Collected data

──────────────────────────────

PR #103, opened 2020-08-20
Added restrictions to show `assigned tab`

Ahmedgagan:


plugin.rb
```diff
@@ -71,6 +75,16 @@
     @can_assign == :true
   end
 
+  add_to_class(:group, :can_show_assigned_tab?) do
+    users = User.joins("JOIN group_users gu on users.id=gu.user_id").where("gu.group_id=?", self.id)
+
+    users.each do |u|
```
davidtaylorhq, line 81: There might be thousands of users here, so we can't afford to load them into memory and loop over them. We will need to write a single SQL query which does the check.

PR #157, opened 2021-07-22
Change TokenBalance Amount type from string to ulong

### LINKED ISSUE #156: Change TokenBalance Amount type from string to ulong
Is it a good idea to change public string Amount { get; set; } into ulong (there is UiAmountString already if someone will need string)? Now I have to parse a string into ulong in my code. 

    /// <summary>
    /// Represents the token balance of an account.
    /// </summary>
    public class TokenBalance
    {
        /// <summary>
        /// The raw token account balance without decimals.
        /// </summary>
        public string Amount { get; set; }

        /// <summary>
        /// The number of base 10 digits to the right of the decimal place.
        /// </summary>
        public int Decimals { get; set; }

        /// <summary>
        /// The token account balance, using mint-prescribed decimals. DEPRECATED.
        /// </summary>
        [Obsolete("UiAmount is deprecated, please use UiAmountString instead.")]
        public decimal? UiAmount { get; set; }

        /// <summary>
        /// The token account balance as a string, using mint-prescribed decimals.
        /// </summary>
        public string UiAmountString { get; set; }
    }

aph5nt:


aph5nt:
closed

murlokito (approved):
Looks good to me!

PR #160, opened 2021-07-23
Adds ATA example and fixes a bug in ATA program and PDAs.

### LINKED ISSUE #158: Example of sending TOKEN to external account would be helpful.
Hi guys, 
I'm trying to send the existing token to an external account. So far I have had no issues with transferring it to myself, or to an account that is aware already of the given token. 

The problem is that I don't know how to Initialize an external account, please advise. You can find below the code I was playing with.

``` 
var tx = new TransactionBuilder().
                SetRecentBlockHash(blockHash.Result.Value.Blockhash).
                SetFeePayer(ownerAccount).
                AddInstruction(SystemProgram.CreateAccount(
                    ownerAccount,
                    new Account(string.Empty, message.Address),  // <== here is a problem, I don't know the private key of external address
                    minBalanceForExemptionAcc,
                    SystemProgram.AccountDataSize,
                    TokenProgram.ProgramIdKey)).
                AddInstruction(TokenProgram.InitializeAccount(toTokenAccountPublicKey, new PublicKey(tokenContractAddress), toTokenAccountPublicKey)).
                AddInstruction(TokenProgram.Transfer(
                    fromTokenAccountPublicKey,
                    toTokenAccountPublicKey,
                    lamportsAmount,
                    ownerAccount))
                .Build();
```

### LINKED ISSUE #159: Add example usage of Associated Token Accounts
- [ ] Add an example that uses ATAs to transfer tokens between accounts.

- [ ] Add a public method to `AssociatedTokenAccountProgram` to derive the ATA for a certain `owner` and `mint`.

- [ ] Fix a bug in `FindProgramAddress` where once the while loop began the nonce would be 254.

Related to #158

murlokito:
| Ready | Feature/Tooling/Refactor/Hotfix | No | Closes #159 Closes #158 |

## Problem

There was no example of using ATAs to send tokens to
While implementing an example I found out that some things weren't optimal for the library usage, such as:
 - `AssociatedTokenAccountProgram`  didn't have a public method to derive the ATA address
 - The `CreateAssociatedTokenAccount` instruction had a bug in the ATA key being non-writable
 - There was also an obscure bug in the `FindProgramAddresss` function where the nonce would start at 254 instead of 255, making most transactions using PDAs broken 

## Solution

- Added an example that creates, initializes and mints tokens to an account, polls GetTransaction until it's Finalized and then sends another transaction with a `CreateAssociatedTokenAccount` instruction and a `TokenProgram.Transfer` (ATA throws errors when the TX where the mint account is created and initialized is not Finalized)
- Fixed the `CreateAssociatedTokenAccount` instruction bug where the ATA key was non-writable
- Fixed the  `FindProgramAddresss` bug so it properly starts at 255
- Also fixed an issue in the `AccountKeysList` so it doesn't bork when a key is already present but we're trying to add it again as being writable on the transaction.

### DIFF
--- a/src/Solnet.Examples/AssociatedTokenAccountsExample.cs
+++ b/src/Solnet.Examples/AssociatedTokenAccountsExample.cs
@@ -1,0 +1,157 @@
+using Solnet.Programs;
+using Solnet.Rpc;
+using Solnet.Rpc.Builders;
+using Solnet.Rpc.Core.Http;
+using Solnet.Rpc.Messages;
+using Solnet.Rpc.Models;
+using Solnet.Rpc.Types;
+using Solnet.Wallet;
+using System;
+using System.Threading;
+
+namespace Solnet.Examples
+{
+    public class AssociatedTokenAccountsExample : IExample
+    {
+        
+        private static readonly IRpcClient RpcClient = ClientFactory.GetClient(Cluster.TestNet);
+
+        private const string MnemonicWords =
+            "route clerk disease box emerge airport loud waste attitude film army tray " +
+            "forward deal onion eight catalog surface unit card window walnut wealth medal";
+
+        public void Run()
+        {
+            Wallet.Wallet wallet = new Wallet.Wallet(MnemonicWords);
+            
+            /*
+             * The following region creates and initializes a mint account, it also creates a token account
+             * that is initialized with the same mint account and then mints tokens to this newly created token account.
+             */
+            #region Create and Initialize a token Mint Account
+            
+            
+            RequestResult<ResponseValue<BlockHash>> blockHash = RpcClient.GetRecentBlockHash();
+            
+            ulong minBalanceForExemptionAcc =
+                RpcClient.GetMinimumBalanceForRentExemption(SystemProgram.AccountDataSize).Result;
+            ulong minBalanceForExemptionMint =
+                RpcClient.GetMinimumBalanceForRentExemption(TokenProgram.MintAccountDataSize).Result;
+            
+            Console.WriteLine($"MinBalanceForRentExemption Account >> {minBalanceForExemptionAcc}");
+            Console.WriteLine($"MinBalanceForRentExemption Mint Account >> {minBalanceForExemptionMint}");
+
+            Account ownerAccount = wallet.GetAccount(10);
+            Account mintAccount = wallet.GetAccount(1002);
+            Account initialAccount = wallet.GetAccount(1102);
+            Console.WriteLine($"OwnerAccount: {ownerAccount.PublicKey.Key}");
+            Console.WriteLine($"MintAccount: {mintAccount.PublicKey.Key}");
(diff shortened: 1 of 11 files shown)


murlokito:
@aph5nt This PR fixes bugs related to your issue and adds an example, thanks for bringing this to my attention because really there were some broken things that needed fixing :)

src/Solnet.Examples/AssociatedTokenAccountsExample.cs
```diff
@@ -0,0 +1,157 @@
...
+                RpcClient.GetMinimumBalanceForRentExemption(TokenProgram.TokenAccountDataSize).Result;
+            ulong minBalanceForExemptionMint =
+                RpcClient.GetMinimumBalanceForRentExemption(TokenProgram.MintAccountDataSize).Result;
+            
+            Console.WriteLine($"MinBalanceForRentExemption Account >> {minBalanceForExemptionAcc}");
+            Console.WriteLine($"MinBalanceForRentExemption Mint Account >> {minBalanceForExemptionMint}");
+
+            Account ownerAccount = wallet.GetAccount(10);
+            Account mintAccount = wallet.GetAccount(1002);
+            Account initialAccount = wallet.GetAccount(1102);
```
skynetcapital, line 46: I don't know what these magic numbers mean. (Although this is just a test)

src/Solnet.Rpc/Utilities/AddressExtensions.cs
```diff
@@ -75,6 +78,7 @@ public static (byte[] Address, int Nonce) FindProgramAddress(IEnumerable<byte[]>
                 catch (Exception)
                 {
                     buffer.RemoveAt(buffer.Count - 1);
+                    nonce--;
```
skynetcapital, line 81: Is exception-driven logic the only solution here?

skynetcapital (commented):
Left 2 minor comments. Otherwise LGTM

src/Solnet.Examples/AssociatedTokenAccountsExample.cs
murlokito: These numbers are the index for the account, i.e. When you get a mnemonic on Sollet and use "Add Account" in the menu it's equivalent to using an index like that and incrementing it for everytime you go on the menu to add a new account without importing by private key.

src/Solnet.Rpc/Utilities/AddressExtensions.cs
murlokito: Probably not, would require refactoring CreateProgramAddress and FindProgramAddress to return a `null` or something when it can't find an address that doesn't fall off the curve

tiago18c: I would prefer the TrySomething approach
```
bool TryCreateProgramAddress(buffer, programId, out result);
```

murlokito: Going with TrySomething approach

──────────────────────────────

-- REQUIRED WORK --
Select every line of the records holding the string "ulong".

-- EXERCISE ANSWER --
Change TokenBalance Amount type from string to ulong
### LINKED ISSUE #156: Change TokenBalance Amount type from string to ulong
Is it a good idea to change public string Amount { get; set; } into ulong (there is UiAmountString already if someone will need string)? Now I have to parse a string into ulong in my code. 
+            ulong minBalanceForExemptionAcc =
+            ulong minBalanceForExemptionMint =
+            ulong minBalanceForExemptionMint =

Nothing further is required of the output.